Figure 4 Effects of PYR and ADM on cell apoptosis. (A, B) Cell apoptosis was detected through Annexin V-FITC/PI double staining and following flow cytometry for SK-BR-3 cells after incubated with PBS, different concentrations of PYR(0.3, 3μg/ml), ADM(0.1, 0.3μg/ml) or a combination treatment(PYR+ADM) for 24 h. (C, D) The histograms were the representative results, while the figure in the right. Compared to the control, PYR combined with ADM induces apoptosis in SK-BR-3 and AU565 cells.

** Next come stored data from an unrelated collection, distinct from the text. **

PR #738, opened 2021-12-10
Replace structopt with Clap 3.0

messense:
[Clap 3.0](https://github.com/clap-rs/clap/issues/2869) should have a stable release soon.


messense:
The FreeBSD CI failure is probably caused by https://github.com/tokio-rs/mio/issues/1539

messense:
[Fig](https://fig.io) integration is cool!

PR #741, opened 2021-12-10
Fix `upload::canonicalize_name()` regex subst

ravenexp:
Python `Pattern.sub()` corresponds to Rust `Regex::replace_all()`,
not `Regex::replace()`.

This fixes a bug where the same Python package `a_b_c` is uploaded
as both `a-b-c` (wheel) and `a-b_c` (sdist).


messense:
Thanks for fix this, could you add a changelog entry please?

PR #742, opened 2021-12-12
Implement auditwheel repair with patchelf

### LINKED ISSUE #649: No automatic musllinux compliance
 * Your python version (`python -V`): Python 3.9.5
 * Your pip version (`pip -V`): Pip 21.3
 * The version of the bindings you're using, if any: PyO3 0.14.5

I'm running the latest version of maturin (0.11.5) and saw that recently maturin should be able to auto-detect musl (#642). However, when I try to build [my project](https://github.com/tmtenbrink/rustfrc) using maturin:

```
poetry run maturin build --release --compatibility musllinux_1_2
```

I still seem to get the same issue as in #642 even though I think the fix is supposed to be in the most recent version.

```
💥 maturin failed
  Caused by: Error ensuring musllinux_1_2 compliance
  Caused by: Your library is not musllinux_1_2 compliant because it links the following forbidden libraries: ["libgcc_s.so.1"]
```

I am running the rust:alpine docker image, with default apk python3, etc.

I am able to fix the problem using auditwheel manually (below the output of auditwheel show, auditwheel repair then fixes it):
```
rustfrc-1.0.2-cp39-cp39-linux_x86_64.whl is consistent with the
following platform tag: "linux_x86_64".

The wheel references external versioned symbols in these
system-provided shared libraries: libgcc_s.so.1 with versions
{'GCC_4.2.0', 'GCC_3.0', 'GCC_3.3'}

The following external shared libraries are required by the wheel:
{
    "libc.musl-x86_64.so.1": "/lib/ld-musl-x86_64.so.1",
    "libgcc_s.so.1": "/usr/lib/libgcc_s.so.1"
}

In order to achieve the tag platform tag "musllinux_1_2_x86_64" the
following shared library dependencies will need to be eliminated:

libgcc_s.so.1
```

messense:
Linux dylib dependency resolution built with [lddtree-rs](https://github.com/messense/lddtree-rs), patch dylib's `soname` and `rpath` is done with [patchelf](https://github.com/NixOS/patchelf) which means user needs to install it beforehand. Would be great if there is a pure Rust version but unfortunately I don't have the expertise to do that.

The code isn't well organized yet, but hey it works™.

Closes #649

### DIFF
--- a/src/auditwheel/audit.rs
+++ b/src/auditwheel/audit.rs
@@ -255,6 +255,7 @@ pub fn auditwheel_rs(
     if !target.is_linux() || platform_tag == Some(PlatformTag::Linux) {
         return Ok((Policy::default(), false));
     }
+    let cross_compiling = target.cross_compiling();
     let arch = target.target_arch().to_string();
     let mut file = File::open(path).map_err(AuditWheelError::IoError)?;
     let mut buffer = Vec::new();
@@ -298,10 +299,15 @@ pub fn auditwheel_rs(
                 should_repair = false;
                 break;
             }
-            Err(AuditWheelError::LinksForbiddenLibrariesError(..)) => {
-                highest_policy = Some(policy.clone());
-                should_repair = true;
-                break;
+            Err(err @ AuditWheelError::LinksForbiddenLibrariesError(..)) => {
+                // TODO: support repair for cross compiled wheels
+                if !cross_compiling {
+                    highest_policy = Some(policy.clone());
+                    should_repair = true;
+                    break;
+                } else {
+                    return Err(err);
+                }
             }
             Err(AuditWheelError::VersionedSymbolTooNewError(..))
             | Err(AuditWheelError::BlackListedSymbolsError(..))
@@ -333,9 +339,14 @@ pub fn auditwheel_rs(
                 should_repair = false;
                 Ok(policy)
             }
-            Err(AuditWheelError::LinksForbiddenLibrariesError(..)) => {
-                should_repair = true;
-                Ok(policy)
+            Err(err @ AuditWheelError::LinksForbiddenLibrariesError(..)) => {
+                // TODO: support repair for cross compiled wheels
+                if !cross_compiling {
+                    should_repair = true;
+                    Ok(policy)
+                } else {
+                    Err(err)
+                }
             }
             Err(err) => Err(err),
         }
--- a/src/auditwheel/audit.rs
+++ b/src/auditwheel/audit.rs
@@ -37,7 +37,7 @@ pub enum AuditWheelError {
     /// The elf file isn't manylinux/musllinux compatible. Contains the list of offending
     /// libraries.
     #[error(
-    "Your library is not {0} compliant because of the presence of too-recent versioned symbols: {1:?}",
+    "Your library is not {0} compliant because of the presence of too-recent versioned symbols: {1:?}. Consider building in a manylinux docker container",
     )]
     VersionedSymbolTooNewError(Policy, Vec<String>),
     /// The elf file isn't manylinux/musllinux compatible. Contains the list of offending
@@ -240,8 +240,9 @@ fn get_default_platform_policies() -> Vec<Policy> {
 /// An reimplementation of auditwheel, which checks elf files for
 /// manylinux/musllinux compliance.
 ///
-/// If `platform_tag`, is None, it returns the the highest matching manylinux/musllinux policy, or `linux`
-/// if nothing else matches. It will error for bogus cases, e.g. if libpython is linked.
+/// If `platform_tag`, is None, it returns the the highest matching manylinux/musllinux policy
+/// and whether we need to repair with patchelf,, or `linux` if nothing else matches.
+/// It will error for bogus cases, e.g. if libpython is linked.
 ///
 /// If a specific manylinux/musllinux version is given, compliance is checked and a warning printed if
 /// a higher version would be possible.
--- a/src/auditwheel/audit.rs
+++ b/src/auditwheel/audit.rs
@@ -33,8 +33,18 @@ pub enum AuditWheelError {
     #[error(
     "Your library is not {0} compliant because it links the following forbidden libraries: {1:?}",
     )]
-    PlatformTagValidationError(Policy, Vec<String>),
-    /// The elf file isn't manylinux/musllinux compatible. Contains unsupported architecture
+    LinksForbiddenLibrariesError(Policy, Vec<String>),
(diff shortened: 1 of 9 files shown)


src/auditwheel/audit.rs
```diff
@@ -33,8 +33,18 @@ pub enum AuditWheelError {
     #[error(
     "Your library is not {0} compliant because it links the following forbidden libraries: {1:?}",
     )]
-    PlatformTagValidationError(Policy, Vec<String>),
-    /// The elf file isn't manylinux/musllinux compatible. Contains unsupported architecture
+    LinksForbiddenLibrariesError(Policy, Vec<String>),
+    /// The elf file isn't manylinux/musllinux compatible. Contains the list of offending
+    /// libraries.
+    #[error(
+    "Your library is not {0} compliant because of the presence of too-recent versioned symbols: {1:?}",
```
konstin, line 40:
```suggestion
    "Your library is not {0} compliant because of the presence of too-recent versioned symbols: {1:?}. Consider building in a manylinux docker container",
```

Or something along the lines, otherwise they'll have a hard time finding out how to fix that

src/auditwheel/audit.rs
```diff
@@ -33,8 +33,18 @@ pub enum AuditWheelError {
...
+    )]
+    VersionedSymbolTooNewError(Policy, Vec<String>),
+    /// The elf file isn't manylinux/musllinux compatible. Contains the list of offending
+    /// libraries with blacked-list symbols.
+    #[error("Your library is not {0} compliant because it depends on black-listed symbols: {1:?}")]
+    BlackListedSymbolsError(Policy, Vec<String>),
```
konstin, line 46: Do you know why those symbols are blacklisted and what the fix would be? I couldn't find anything about them when searching in the manylinux PEPs

src/auditwheel/audit.rs
```diff
@@ -229,10 +251,11 @@ pub fn auditwheel_rs(
     path: &Path,
     target: &Target,
     platform_tag: Option<PlatformTag>,
-) -> Result<Policy, AuditWheelError> {
+) -> Result<(Policy, bool), AuditWheelError> {
```
konstin, line 254: > If `platform_tag`, is None, it returns the the highest matching manylinux/musllinux policy,

to

> If `platform_tag` is None, it returns the the highest matching manylinux/musllinux policy and whether we need to repair with patchelf,

(I can't add a comment up there)

src/build_context.rs
```diff
@@ -251,23 +249,101 @@ impl BuildContext {
...
-                format!("Error ensuring {} compliance", platform_tag)
+        let (policy, should_repair) =
+            auditwheel_rs(artifact, target, platform_tag).with_context(|| {
+                if let Some(platform_tag) = platform_tag {
+                    format!("Error ensuring {} compliance", platform_tag)
+                } else {
+                    "Error checking for manylinux/musllinux compliance".to_string()
+                }
+            })?;
+        let external_libs = if should_repair && !self.editable {
```
konstin, line 269: Is this even executed for editable installs?

konstin (approved):
This is fancy!

> The code isn't well organized yet, but hey it works™.

I couldn't even implement this, I'm happy that you're doing that :D 

One other thing I've noticed is https://github.com/messense/lddtree-rs/blob/aa3ba6af1c7e00b1d084596fecc82dc3886a1a34/src/lib.rs#L138. Would this mean that a bogus lib could silently lead to a broken wheel?

BTW have you seen https://twitter.com/andy_kelley/status/1470338795266457600? It's not ready yet, but if it's completed we could drop the docker container and just compile for manylinux2010 directly. Also [zig cc is on pypi](https://github.com/ziglang/zig-pypi) so we could just list it as a dependency.

messense:
> One other thing I've noticed is https://github.com/messense/lddtree-rs/blob/aa3ba6af1c7e00b1d084596fecc82dc3886a1a34/src/lib.rs#L138. Would this mean that a bogus lib could silently lead to a broken wheel?

Thanks for reporting. I forgot to remove that in https://github.com/messense/lddtree-rs/commit/28d4c27558b7247d47167c8ee6f8987533a4d82a#diff-b1a35a68f14e696205874893c07fd24fdb88882b47c23cc0e0c80a30c7d53759 now that it uses a placeholder `Library` for reporting library not found errors later.

src/build_context.rs
messense: I shouldn't, I was been defensive there.

src/auditwheel/audit.rs
messense: No PEPs about them, it was done to allow `libz` linkage, see https://github.com/pypa/auditwheel/pull/334

messense:
> BTW have you seen https://twitter.com/andy_kelley/status/1470338795266457600? It's not ready yet, but if it's completed we could drop the docker container and just compile for manylinux2010 directly. Also zig cc is on pypi so we could just list it as a dependency.

I have seen that. Hopefully when it's ready it can be used when C++ is not involved!

messense:
Hmm, looks like Python 3.10.1 is broken.

src/build_context.rs
```diff
@@ -251,23 +249,101 @@ impl BuildContext {
...
+                    patchelf::replace_needed(path, n, &soname_map[n].0)?;
+                }
+            }
+            writer.add_file_with_permissions(libs_dir.join(new_soname), path, 0o755)?;
+        }
+
+        // Currently artifact .so file always resides at ${module_name}/${module_name}.so
+        let artifact_dir = Path::new(&self.module_name);
+        let new_rpath = Path::new("$ORIGIN").join(relpath(&libs_dir, artifact_dir));
+        // FIXME: preserving existing rpath entries
```
messense, line 343: Note to self: I need to address this before merging.

polarathene:
> patch dylib's `soname` and `rpath` is done with [patchelf](https://github.com/NixOS/patchelf) which means user needs to install it beforehand.
> 
> Would be great if there is a pure Rust version but unfortunately I don't have the expertise to do that.

Just to let you know that appears to be supported by the `elb` crate now: https://github.com/igankevich/elb/issues/6#issuecomment-3508914461

---

**EDIT:** Nevermind. I [raised an issue to track this](https://github.com/PyO3/maturin/issues/2952#issuecomment-3808734444), but realized there's [a PR opened recently](https://github.com/PyO3/maturin/pull/2932) which contributes a change to use the `arwen` crate instead.

konstin:
The real difficulty is to scale the testing to ensure our patchelf replacement is similarly reliable, I've been finding panics and other bugs.

PR #750, opened 2021-12-19
Support pyo3 abi3-py310 feature

danjujan:
When trying to build a pyo3 project with the `abi3-py310` feature enabled, maturin fails with the following error message.
```
💥 maturin failed
  Caused by: You have selected the `abi3` feature but not a minimum version (e.g. the `abi3-py36` feature). maturin needs a minimum version feature to build abi3 wheels.
```
Fix this by allowing more than one character as minor version.


messense (approved):
Thank you!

Data represent the mean ± S.D. of three independent experiments.
The distribution of the cell cycle phase in SK-BR-3 and AU565 cells treated with pyrotinib and adriamycin at 24h was depicted in Figure 5. The cell cycle arrest by pyrotinib and adriamycin was concentration-dependent. Compared with the untreated control group, treatment with pyrotinib resulted in the significant cell stagnation of SK-BR3 and AU565 cells in the G1 phase of the cell cycle. On the other hand, adriamycin treatment makes SK-BR3 and AU565 cell cycles arrest in the G2 phase. As shown in Figure 5, compared to the PBS group, the percentage of SK-BR-3 and AU565 cells arrested in the G2 phase was increased in the combination group.

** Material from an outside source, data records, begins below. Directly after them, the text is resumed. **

PR #763, opened 2022-01-02
Add a subcommand wrapper for `zig cc` and `zig c++`

### LINKED ISSUE #761: Windows support for zig based cross compiling
https://github.com/PyO3/maturin/pull/756#discussion_r776128009

messense:
Closes #761

### DIFF
--- a/src/main.rs
+++ b/src/main.rs
@@ -8,7 +8,7 @@ use clap::{ArgEnum, IntoApp, Parser};
 use clap_complete::Generator;
 use maturin::{
     develop, init_project, new_project, write_dist_info, BridgeModel, BuildOptions,
-    GenerateProjectOptions, PathWriter, PlatformTag, PythonInterpreter, Target,
+    GenerateProjectOptions, PathWriter, PlatformTag, PythonInterpreter, Target, Zig,
 };
 #[cfg(feature = "upload")]
 use maturin::{upload_ui, PublishOpt};
@@ -163,6 +163,9 @@ enum Opt {
         #[clap(name = "SHELL", parse(try_from_str))]
         shell: Shell,
     },
+    /// Zig linker wrapper
+    #[clap(subcommand)]
+    Zig(Zig),
 }
 
 /// Backend for the PEP 517 integration. Not for human consumption
@@ -448,6 +451,11 @@ fn run() -> Result<()> {
                     )
                 }
             }
+        }
+        Opt::Zig(subcommand) => {
+            subcommand
+                .execute()
+                .context("Failed to create zig wrapper script")?;
         }
     }
 
--- a/src/zig.rs
+++ b/src/zig.rs
@@ -1,0 +1,222 @@
+//! Using `zig cc` as c compiler and linker to target a specific glibc/musl version
+//! as alternative to the manylinux docker container and for easier cross compiling
+
+use crate::target::Arch;
+use crate::{BuildContext, PlatformTag};
+use anyhow::{bail, Context, Result};
+use fs_err as fs;
+use std::env;
+#[cfg(target_family = "unix")]
+use std::fs::OpenOptions;
+use std::io::Write;
+#[cfg(target_family = "unix")]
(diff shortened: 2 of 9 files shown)


src/zig.rs
```diff
@@ -0,0 +1,215 @@
...
+            Zig::Cxx { args } => ("c++", args),
+        };
+        // Replace libgcc_s with libunwind
+        let cmd_args: Vec<String> = cmd_args
+            .iter()
+            .map(|arg| {
+                let arg = if arg == "-lgcc_s" {
+                    "-lunwind".to_string()
+                } else if arg.starts_with('@') && arg.ends_with("linker-arguments") {
+                    // rustc passes arguments to linker via an @-file when arguments are too long
```
messense, line 49: See https://github.com/rust-lang/rust/issues/41190

src/zig.rs
```diff
@@ -0,0 +1,214 @@
...
```
konstin, line 49:
```suggestion
                    // rustc passes arguments to linker via an @-file when arguments are too long
                    // See https://github.com/rust-lang/rust/issues/41190
```

src/main.rs
```diff
@@ -163,6 +163,9 @@ enum Opt {
         #[clap(name = "SHELL", parse(try_from_str))]
         shell: Shell,
     },
+    /// Zig linker wrapper
```
konstin, line 166: Should be hidden, just like pep517

src/zig.rs
```diff
@@ -0,0 +1,214 @@
+use crate::target::Arch;
```
konstin, line 1:
```suggestion
//! Using `zig cc` as c compiler and linker to target a specific glibc/musl version as alternative to the manylinux docker container and for easier cross compiler  

use crate::target::Arch;
```

src/main.rs
```diff
@@ -449,6 +452,9 @@ fn run() -> Result<()> {
                 }
             }
         }
+        Opt::Zig(subcommand) => {
+            subcommand.execute()?;
```
konstin, line 456:
```suggestion
            subcommand.execute().context("Failed to create zig wrapper script")?;
```

src/zig.rs
```diff
@@ -0,0 +1,214 @@
...
+            .spawn()
+            .with_context(|| format!("Failed to run `zig {}`", cmd))?;
+        let status = child.wait().expect("Failed to wait on zig child process");
+        if !status.success() {
+            process::exit(status.code().unwrap_or(1));
+        }
+        Ok(())
+    }
+
+    fn find_zig() -> Result<(String, Vec<String>)> {
```
konstin, line 74:
```suggestion
    /// Search for `python -m ziglang` first and for `zig` second. That way we use the zig from `maturin[ziglang]` first, but users or distributions can also insert their own zig
    fn find_zig() -> Result<(String, Vec<String>)> {
```

src/zig.rs
```diff
@@ -0,0 +1,214 @@
...
+        "{} zig {} -- {} $@",
+        current_exe.display(),
+        command,
+        args
+    )?;
+    Ok(())
+}
+
+#[cfg(not(target_family = "unix"))]
+fn write_linker_script(path: &Path, command: &str, args: &str) -> Result<()> {
```
konstin, line 199:
```suggestion
/// Write a zig cc wrapper batch script for windows
fn write_linker_script(path: &Path, command: &str, args: &str) -> Result<()> {
```

konstin (approved):
:+1:

src/main.rs
messense: It's done here: https://github.com/PyO3/maturin/pull/763/files#diff-49b1f98d9d763bc0e0db9c28ba3dc79ca7413959f017924bc333f7a086d16189R20

messense: It turns out clap 3.0 doesn't support set subcommand to hidden in here, it only can be set in subcommand struct/enum definition site, see https://github.com/clap-rs/clap/discussions/3497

Figure 5 Effects of PYR and ADM on the cell cycle. (A, B) Cell cycle analysis through PI staining and following flow cytometry for SK-BR-3 cells after incubated with PBS, different concentrations of PYR(0.3, 3μg/ml), ADM(0.1, 0.3μg/ml) or a combination treatment (PYR+ADM) for 24 h. ModFit was used to perform cell cycle analysis. (C, D) The histograms were the representative results, while the figure in the right. Compared with the PBS group, PYR caused significant G1 phase arrest, while ADM caused significant G2 phase arrest, PYR combined with ADM induces G1/S arrest in SK-BR-3 and AU565 cells. Data represent the mean ± S.D. of three independent experiments.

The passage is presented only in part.